PR #9008, opened 2026-07-27
Qt: change settings menu icon to one with symbolic variant

fauxpark:
Per the [XDG icon spec](https://specifications.freedesktop.org/icon-naming/latest/#categories), `preferences-system` is described as being the icon for *system* preferences, not application. It also does not have a symbolic variant, at least not in the KDE Breeze icon theme. Other than the turtle icon, this is the only one in transmission-qt that is in full color.

From looking around at a few other KDE applications it appears they are mostly using `configure` instead, which symbolic version is just a symlink.

Before:

After:

### DIFF
--- a/qt/NativeIcon.cc
+++ b/qt/NativeIcon.cc
@@ -294,7 +294,7 @@ struct Info
     case Type::Settings:
         sf_symbol_name = "gearshape";
         segoe_codepoint = 0xE713U; // Settings
-        xdg_icon_name = "preferences-system";
+        xdg_icon_name = "configure";
         ok_in_gnome_menus = true;
         break;
 


fauxpark:
Turns out `preferences-system-symbolic` *does* exist; the reason the full-color icon is shown here is because the code only looks for the `-symbolic` variant *after* the non-suffixed icon. It just so happens all of the other icons are identical to their symbolic variants, except for `preferences-system` and `network-workgroup` (the "Open URL" icon in the toolbar).

Seems like maybe [these two if statements](https://github.com/transmission/transmission/blob/7adb36c7a7579887eb7799c0708a9c643155fcb6/qt/NativeIcon.cc#L494-L501) should be swapped, no?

※ ※ ※

[What the task asks] Your answer must consist of every line from the listing that holds the string "preferences".

[Exercise output]
Per the [XDG icon spec](https://specifications.freedesktop.org/icon-naming/latest/#categories), `preferences-system` is described as being the icon for *system* preferences, not application. It also does not have a symbolic variant, at least not in the KDE Breeze icon theme. Other than the turtle icon, this is the only one in transmission-qt that is in full color.
-        xdg_icon_name = "preferences-system";
Turns out `preferences-system-symbolic` *does* exist; the reason the full-color icon is shown here is because the code only looks for the `-symbolic` variant *after* the non-suffixed icon. It just so happens all of the other icons are identical to their symbolic variants, except for `preferences-system` and `network-workgroup` (the "Open URL" icon in the toolbar).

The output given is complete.